The documentation doesn’t list anything. I would guess that you want enough room to create a well-formed tetrahedron. I would guess it should be at least half the element edge length.

Karl

I noticed that the documentation does not mention any tolerance. Can you please ask the developer if they can provide a definitive answer?

The original developer is no longer on the Cubit team. Reading some code, it looks like the buffer distance is 20% of the larger edge length in the two mesh-matched samples. This code was written as part of someone’s dissertation. It just gets the first edge of the first triangle in the list and uses 20% of that edge length.

If you were to get the average edge length reported from

quality edge all length

and use 25% of that value, you are probably OK.

However, in practice, it does not appear that this is a hard tolerance. The meshmatch will succeed if you can create valid triangles on the surface.
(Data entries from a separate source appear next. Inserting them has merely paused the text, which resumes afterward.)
PR #701, opened 2024-06-03
chore: replace 'global' with 'globalThis'

bradenmacdonald:
The `global` keyword is a non-standard NodeJS specific keyword. But since 2019, we can use `globalThis` instead, which works in every runtime. For example, `globalThis` has the same consistent meaning in both browsers and NodeJS, whereas `global` does not work in browsers unless you use some build process to rewrite it to `window`.

Details: https://developer.mozilla.org/en-US/docs/Web/JavaScript/Reference/Global_Objects/globalThis#description

Example from Chrome console:
Screenshot of chrome browser console


openedx-webhooks:
Thanks for the pull request, @bradenmacdonald! Please note that it may take us up to several weeks or months to complete a review and merge your PR.

- supporting documentation

Please let us know once your PR is ready for our review and all tests are green.

bradenmacdonald:
Note: tests are passing but the CI encountered the codecov token limit error.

Note that the element quality will be awful.

See the example below,

Karl

reset
brick x 1
brick x .4
vol 2 move x .7

vol 1 2 scheme tetmesh
mesh vol all
block 1 vol 1
block 2 vol 2
vol 2 move y .295
sideset 1 surf 6
sideset 2 surf 10
disassociate mesh vol all
del vol 1 2
meshmatch tet sideset 2 onto sideset 1

image

“…the buffer distance is 20% of the larger edge length in the two mesh-matched samples.” and “…the first edge of the first triangle in the list and uses 20% of that edge length.” Will the first edge of the first triangle in the list be the largest edge? “However, in practice, it does not appear that this is a hard tolerance.” What do you mean by the a hard tolerance?

What I’m saying is that testing shows that I can get much closer to the edge than 20% of the edge length. I took the journal file above and changed the value of the y displacement in the linevol 2 move y .295 until the meshmatch failed. You can get really close to .3, but at some point, the area of the triangle face on the surface approaches zero and meshmatching fails.

Karl